(DATA IN THIS EXERCISE Opens)
PR #41772, opened 2025-02-08
add nats-top package

kranurag7:
nats-top package

### DIFF
--- a/nats-top.yaml
+++ b/nats-top.yaml
@@ -17,6 +17,7 @@ pipeline:
     with:
       packages: ./nats-top.go
       output: nats-top
+      extra-args: -cover
       ldflags: |
         -X main.version=${{package.version}}
         -X main.commit=$(git rev-parse HEAD)
@@ -38,6 +39,8 @@ update:
 
 test:
   environment:
+    environment:
+      GOCOVERDIR: /home/build
     contents:
       packages:
         - nats-server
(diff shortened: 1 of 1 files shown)


nats-top.yaml
```diff
@@ -51,3 +51,4 @@ test:
         sleep 2
         nats-top -o nats-top-output
         cat nats-top-output | grep -Ei 'server|bytes|sec'
+    - uses: go/covdata
```
maxgio92, line 54: It requires:
- binary to be built with `go build -cover`
- the `GOCOVERDIR` set (unfortunate, as currently pipelines allows to inject packages but not environment to the test environment)

nats-top.yaml
```diff
@@ -0,0 +1,57 @@
...
+    with:
+      repository: https://github.com/nats-io/nats-top
+      tag: v${{package.version}}
+      expected-commit: 812d35cc991232d7606816a15b2ea0b12fb129e7
+
+  - uses: go/build
+    with:
+      packages: ./nats-top.go
+      output: nats-top
+      extra-args: -cover
```
maxgio92, line 20: @kranurag7 I don't think we want to publish the main package with the instrumented binary, but having it as as subpackage, because it has binary size and performance consequnces

kranurag7:
closing given we've this package on main already

PR #41928, opened 2025-02-09
http-echo: go/build pipeline, fix ldflags and expand tests

kranurag7:
this commit does the following for http-echo package:
    - uses go/build pipeline now
    - fixes ldflags
    - expand tests where we do a curl test.


http-echo.yaml
```diff
@@ -49,8 +32,14 @@ update:
...
+      packages:
+        - curl
   pipeline:
-    # AUTOGENERATED
     - runs: |
-        http-echo --version
+        http-echo --version | grep ${{package.version}}
         http-echo --help
+    - runs: |
+        http-echo -listen=:8080 -text="hello world" &
```
EyeCantCU, line 44: I'd prefer we use `test/daemon-check-output` here and used `wait-for-it` afterwards to guarantee port availability before using curl

http-echo.yaml
```diff
@@ -49,8 +32,14 @@ update:
...
+        curl -s localhost:8080 | grep hello
```
EyeCantCU, line 45: Or at least retired a few times just in case

kranurag7:
closing out; the tests on main is refactored via https://github.com/wolfi-dev/os/pull/51656

PR #53969, opened 2025-05-22
calico-3.30: add goldmane and whisker

Dentrax:
https://www.tigera.io/blog/calico-open-source-3-30-exploring-the-goldmane-api-for-custom-kubernetes-network-observability/

3.30 introduced 2 new components: `goldmane` and `whisker`

### DIFF
--- a/calico-3.30.yaml
+++ b/calico-3.30.yaml
@@ -720,6 +720,7 @@ subpackages:
           packages: ./goldmane/cmd/health
           output: health
       - runs: |
+          # Upstream expects the executables to be in `/` dir: https://github.com/projectcalico/calico/blob/master/goldmane/docker/Dockerfile
           mkdir -p "${{targets.subpkgdir}}"/
           ln -sf /usr/bin/goldmane "${{targets.subpkgdir}}"/goldmane
           ln -sf /usr/bin/health "${{targets.subpkgdir}}"/health
@@ -788,10 +789,10 @@ subpackages:
               # https://github.com/projectcalico/calico/blob/master/whisker/docker-image/Dockerfile
               mkdir -p "${{targets.contextdir}}"/etc/nginx/
               mkdir -p "${{targets.contextdir}}"/etc/nginx/conf.d/
-              install -Dm755 docker-image/nginx-start.sh "${{targets.contextdir}}"/usr/bin/nginx-start.sh
-              install -Dm755 docker-image/nginx.conf ${{targets.contextdir}}/etc/nginx/
-              install -Dm755 docker-image/default.conf ${{targets.contextdir}}/etc/nginx/conf.d/
-              install -Dm755 LICENSE "${{targets.contextdir}}"/licenses/LICENSE
+              install -Dm644 docker-image/nginx-start.sh "${{targets.contextdir}}"/usr/bin/nginx-start.sh
+              install -Dm644 docker-image/nginx.conf ${{targets.contextdir}}/etc/nginx/
+              install -Dm644 docker-image/default.conf ${{targets.contextdir}}/etc/nginx/conf.d/
+              install -Dm644 LICENSE "${{targets.contextdir}}"/licenses/LICENSE
               mkdir -p "${{targets.contextdir}}"/usr/share/nginx/html
               cp -avR dist/* "${{targets.contextdir}}"/usr/share/nginx/html/
     test:
@@ -838,6 +839,7 @@ subpackages:
               start worker processes
             post: |
               wait-for-it -t 10 --strict localhost:8081 -- echo "NGINX is up"
+              curl -sfL -k "https://localhost:8081" | grep -qi "Welcome to nginx!"
 
   - name: "calico-whisker-backend-${{vars.short-package-version}}"
     description: "Whisker backend"
--- a/calico-3.30.yaml
+++ b/calico-3.30.yaml
@@ -686,6 +686,67 @@ subpackages:
           runs: |
             typha-client --help
 
+  - name: "calico-goldmane-${{vars.short-package-version}}"
+    dependencies:
+      provides:
+        - calico-goldmane=${{package.full-version}}
+      runtime:
+        - glibc
+        - merged-bin
+        - merged-usrsbin
+        - wolfi-baselayout
+    pipeline:
+      - uses: go/build
+        with:
+          modroot: .
+          packages: ./goldmane/cmd
+          output: goldmane
+      - uses: go/build
+        with:
+          modroot: .
+          packages: ./goldmane/cmd/flowgen
+          output: flowgen
+      - uses: go/build
+        with:
+          modroot: .
+          packages: ./goldmane/cmd/stream
+          output: stream
+      - uses: go/build
+        with:
+          modroot: .
+          packages: ./goldmane/cmd/flowgen
+          output: flowgen
+      - runs: |
+          mkdir -p "${{targets.subpkgdir}}"/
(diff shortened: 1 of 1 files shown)


calico-3.30.yaml
```diff
@@ -686,6 +688,193 @@ subpackages:
           runs: |
             typha-client --help
 
+  - name: "calico-goldmane-${{vars.short-package-version}}"
+    description: "Goldmane"
+    dependencies:
+      provides:
+        - calico-goldmane=${{package.full-version}}
+      runtime:
+        - glibc
```
tulilirockz, line 697: Doesn't the `go/build` pipeline bring this in?

calico-3.30.yaml
```diff
@@ -718,6 +910,8 @@ test:
         /usr/bin/start_runit 2>&1 | grep -q 'no configuration has been provided'
         /usr/bin/calico-typha --help
         /usr/bin/typha-client --help
+        /usr/bin/health --help
+        /usr/bin/stream --help
```
tulilirockz, line 914: Maybe a version check here also? - not sure about how the cli behaves

calico-3.30.yaml
```diff
@@ -718,6 +910,8 @@ test:
         /usr/bin/start_runit 2>&1 | grep -q 'no configuration has been provided'
         /usr/bin/calico-typha --help
         /usr/bin/typha-client --help
+        /usr/bin/health --help
```
tulilirockz, line 913: CI failure here, not sure why its not finding it tho

tulilirockz: Maybe we should move this to a `test:` under the actual subpackage?

calico-3.30.yaml
Dentrax: `stream` is a binary intended for internal usage and only has `--help` flag: https://github.com/projectcalico/calico/blob/1d3e5ce87449cc6cee6dcb604b2ef6d890ebb9fe/goldmane/cmd/stream/main.go

calico-3.30.yaml
Dentrax: Oh because we were not building this! Sorry for the oversight.

calico-3.30.yaml
Dentrax: That pipelines only provides the build-time dependencies!

tulilirockz: Oh LOL true

tulilirockz (dismissed):
Seems fine to me!

calico-3.30.yaml
```diff
@@ -686,6 +688,189 @@ subpackages:
...
+        with:
+          modroot: .
+          packages: ./goldmane/cmd/health
+          output: health
+      - runs: |
+          mkdir -p "${{targets.subpkgdir}}"/
+          ln -sf /usr/bin/goldmane "${{targets.subpkgdir}}"/goldmane
+          ln -sf /usr/bin/health "${{targets.subpkgdir}}"/health
+          ln -sf /usr/bin/flowgen "${{targets.subpkgdir}}"/flowgen
+          ln -sf /usr/bin/stream "${{targets.subpkgdir}}"/stream
```
OddBloke, line 727: Why are we linking into `/` here?

calico-3.30.yaml
```diff
@@ -686,6 +688,189 @@ subpackages:
...
+              yarn build
+          - name: Install the files
+            runs: |
+              # https://github.com/projectcalico/calico/blob/master/whisker/docker-image/Dockerfile
+              mkdir -p "${{targets.contextdir}}"/etc/nginx/
+              mkdir -p "${{targets.contextdir}}"/etc/nginx/conf.d/
+              install -Dm755 docker-image/nginx-start.sh "${{targets.contextdir}}"/usr/bin/nginx-start.sh
+              install -Dm755 docker-image/nginx.conf ${{targets.contextdir}}/etc/nginx/
+              install -Dm755 docker-image/default.conf ${{targets.contextdir}}/etc/nginx/conf.d/
+              install -Dm755 LICENSE "${{targets.contextdir}}"/licenses/LICENSE
```
OddBloke, line 794: Should these be `644`?

calico-3.30.yaml
```diff
@@ -686,6 +688,189 @@ subpackages:
...
+            - shadow
+      pipeline:
+        - name: Test important files
+          runs: |
+            #test "$(readlink /usr/sbin/nginx)" = "/usr/bin/nginx"
+            stat /usr/bin/nginx-start.sh
+            if [ -z "$(ls -A /usr/share/nginx/html/)" ]; then
+              echo "/usr/share/nginx/html/ is empty"
+              exit 1
+            fi
```
OddBloke, line 813: Instead of (or in addition to) this, could we `curl` something from the running server later, to confirm that (a) the files were installed, _and_ (b) nginx is correctly configured to serve them?

calico-3.30.yaml
```diff
@@ -686,6 +688,189 @@ subpackages:
...
+        - dash-binsh
+        - sed
+        - libacl1
+        - libattr1
+        - libcap
+        - libcrypt1
+        - libcrypto3
+        - libpcre2-8-0
+        - libselinux
+        - libssl3
```
OddBloke, line 772: Were these dependencies not correctly detected by SCA (and generated as `so:` dependencies)?

calico-3.30.yaml
Dentrax: In the upstream Dockerfiles, they also symlink the files to `/`.

calico-3.30.yaml
Dentrax: It actually doesn't matter as they will get overridden in the `apko` manifests anyway. It seems `0o755` is mostly used.

calico-3.30.yaml
Dentrax: Yep, actually in the next step, we run `/usr/bin/nginx-start.sh` to do further check.

calico-3.30.yaml
Dentrax: I suspect if it will, upstream Dockerfile particularly `apt-install` those maybe for a valid reason (i.e., runtime need etc.) Checked the final APK build here: https://apk.chaindag.dev/https/apk.cgr.dev/wolfi-presubmit/5c1e2f6cf28811954bb7df91f0036f1be5548438/aarch64/calico-whisker-3.30-3.30.0-r2.apk@etag:4cfdeebe73c5186ade0e71df0f90fa07/.PKGINFO

I able to see the `depends:` as expected. So having explicitly here would be more safer (as we already tests too!).

calico-3.30.yaml
OddBloke: We only check that the server comes up: I'm suggesting that we confirm it's serving up the content that we expect it to.

calico-3.30.yaml
OddBloke: I'd like to see at least a comment to that effect.

AFAICT nothing else in this package is symlinked to `/`: do we know why they do that?

calico-3.30.yaml
Dentrax: Added `curl` test! https://github.com/wolfi-dev/os/pull/53969/commits/2d42f20eb7098eda4491000d491dcb755e990c7a

calico-3.30.yaml
Dentrax: > we'll run into issues in the future due to the requirements upstream changing

Yeah that makes sense. I just tested by removing those `- lib*`s and test are still passing! Means SCA already adds those. But only needed to add `libcap`, test was complaining - and they also add this lib.

OddBloke (approved):

PR #53978, opened 2025-05-22
ollama{,-cpu}: better tests for ollama CPU, correct ldflags and deps for ollama

tulilirockz:
Honestly just a few miscelaneous improvements that were found with this package

### DIFF
--- a/ollama.yaml
+++ b/ollama.yaml
@@ -38,13 +38,11 @@ subpackages:
       - uses: cmake/build
       - uses: cmake/install
     test:
-      environment:
-        environment:
-          LD_LIBRARY_PATH: /usr/lib/ollama/
       pipeline:
         - uses: test/tw/ldd-check
           with:
             packages: ${{package.name}}-cpu
+            extra-library-paths: /usr/lib/ollama
 
 update:
   enabled: true
--- a/ollama.yaml
+++ b/ollama.yaml
@@ -1,7 +1,7 @@
 package:
   name: ollama
   version: "0.7.1"
-  epoch: 0
+  epoch: 1
   description: Get up and running with Llama 2 and other large language models locally
   copyright:
     - license: MIT
--- a/ollama.yaml
+++ b/ollama.yaml
@@ -3,9 +3,6 @@ package:
   version: "0.7.1"
   epoch: 0
   description: Get up and running with Llama 2 and other large language models locally
-  dependencies:
-    runtime:
-      - ${{package.name}}-cpu
   copyright:
     - license: MIT
 
--- a/ollama.yaml
+++ b/ollama.yaml
@@ -3,6 +3,9 @@ package:
   version: "0.7.1"
   epoch: 0
   description: Get up and running with Llama 2 and other large language models locally
+  dependencies:
+    runtime:
+      - ${{package.name}}-cpu
   copyright:
     - license: MIT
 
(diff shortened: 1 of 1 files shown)


ollama.yaml
```diff
@@ -18,32 +21,30 @@ pipeline:
...
     pipeline:
       - uses: cmake/configure
         with:
           opts: --preset "CPU"
       - uses: cmake/build
       - uses: cmake/install
-      - name: Install LibGGML CPU to main LD_LIBRARY_PATH
-        runs: |
-          set -e
-          install -Dpm0644 -t ${{ targets.subpkgdir }}/usr/lib/ ${{ targets.subpkgdir }}/usr/lib/ollama/libggml*.so
```
Dentrax, line 41: Why we are removing this? Would this be a breaking change?

tulilirockz: Nope, nothing uses it, and this was a workaround to make the `ldd` tests work. Ollama's official image uses `/usr/lib/ollama/libggml*` instead of `/usr/lib/libggml*`, too. Ended up figuring out that `LD_LIBRARY_PATH` works for the test so this isnt useful anymore! :)

ollama.yaml
```diff
@@ -18,32 +21,30 @@ pipeline:
...
     test:
+      environment:
+        environment:
+          LD_LIBRARY_PATH: /usr/lib/ollama/
```
kranurag7, line 43: instead of using this, we can use the following which is part of the pipeline options:

```yaml
  extra-library-paths:
    description: |
      Prepend the provided string to the LD_LIBRARY_PATH.
      For more than one path, use a ":" delimited string.
    required: false
    default: ""
```

tulilirockz: https://github.com/wolfi-dev/os/pull/53978/commits/f93e8bfd9184f4ded90c9ba940b3de6733c4803c

tulilirockz: Thanks! Didn't think about searching for this on the melange docs :P

ollama.yaml
```diff
@@ -1,8 +1,11 @@
 package:
   name: ollama
   version: "0.7.0"
-  epoch: 1
+  epoch: 2
   description: Get up and running with Llama 2 and other large language models locally
+  dependencies:
+    runtime:
+      - ${{package.name}}-cpu
```
EyeCantCU, line 8: If we need `ollama-gpu` and want to use the same binary, this breaks that use case

EyeCantCU (changes requested):

ollama.yaml
tulilirockz: We should maybe make `ollama-gpu` depend on `ollama-cpu` then. Having the `ollama-cpu` depend on `ollama` makes it so `ollama-fips` pulls in... `ollama` (non-fips)

tulilirockz: e8ce192aa5fb1e5d9dd3d131e787a46270f74df1

Dentrax (dismissed):

ollama.yaml
```diff
@@ -18,32 +18,28 @@ pipeline:
...
-  - uses: strip
+      ldflags: |
+        -X=github.com/ollama/ollama/version.Version=${{package.version}}
+        -X=github.com/ollama/ollama/server.mode=release
 
 subpackages:
   - name: ${{package.name}}-cpu
     description: Ollama CPU inferencing component
     dependencies:
       runtime:
```
Dentrax, line 29: Can we have `provides:` here as the APK provides, maybe something like:

```yaml
provides:
      - libggml-base=${{package.full-version}}
      - libggml-cpu=${{package.full-version}}
```

Or we should think to rename the subpackage to `libggml`.

APK only has those `SO` files.

tulilirockz: I dont think this is valid for this tho, I think that this libggml thing from ollama is ollama specific, we probably would have a separate package for libggml if we were to distribute it outside of `/usr/lib/ollama`... :think:

EyeCantCU (dismissed):

Dentrax (dismissed):

Dentrax (approved):

PR #54002, opened 2025-05-22
feat: add additonal tests for kong

rakshitgondwal:
This PR adds additional tests for the `kong` package


kong.yaml
```diff
@@ -86,9 +86,50 @@ update:
...
+                  paths: [ / ]
+          CFG
+
+          cat <<'SH' >/tmp/run-kong.sh
+          #!/usr/bin/env bash
+          set -euo pipefail
+          export KONG_DATABASE=off
+          export KONG_DECLARATIVE_CONFIG=/tmp/kong.yml
+          export KONG_ADMIN_LISTEN=127.0.0.1:8001
+          export KONG_PROXY_LISTEN=127.0.0.1:8000
```
Dentrax: lets move this env vars to above, `environment.environment`.

kong.yaml
```diff
@@ -86,9 +86,50 @@ update:
...
+          kong prepare -p /tmp/kong_prefix
+          exec kong start -v -p /tmp/kong_prefix
```
Dentrax, line 125: We can keep only `kong prepare -p /tmp/kong_prefix` in the `setup:`. And move the `kong start -v -p /tmp/kong_prefix` to `start:` field.

Dentrax (changes requested):

kong.yaml
rakshitgondwal: done

kong.yaml
rakshitgondwal: weirdly, that doesn't work
i am writing these commands in a script and then invoking that script in the `start` section

Dentrax (approved):

PR #54022, opened 2025-05-22
glibc - add test for locale packages

smoser:


glibc.yaml
```diff
@@ -753,6 +753,26 @@ subpackages:
...
         - merged-usrsbin
         - wolfi-baselayout
+    test:
+      environment:
+        contents:
+          packages:
+            - posix-libc-utils
+      pipeline:
+        - runs: |
+            set +x
```
a-crate, line 763: Doesn't melange --interactive set this? Do you need to do it explicitly?

a-crate (approved):
IMO you should bump epoch and push a commit to show it passes in CI, then revert and merge. But does not need to block if it passes locally.

smoser:
a draft pr with glibc bump at https://github.com/wolfi-dev/os/pull/54059 so we can see the tests run.

PR #54038, opened 2025-05-22
Chromium(Test): Add test for subpackages by checking the files and symlink

debasishbsws:
Basic test, running it locally passes, didn't bump epoch as it takes an hour to build.

### DIFF
--- a/chromium.yaml
+++ b/chromium.yaml
@@ -8,7 +8,7 @@
 package:
   name: chromium
   version: "136.0.7103.113"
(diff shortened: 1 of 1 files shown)


murraybd (changes requested):
Please bump the epoch so the tests will run in the infrastructure.

powersj (dismissed):

murraybd (approved):

powersj (approved):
(DATA IN THIS EXERCISE Closes)
§ WORK REQUIRED:
Please give the number of lines in the listing above where "glibc" appears, and nothing else.

§ RESULT:
5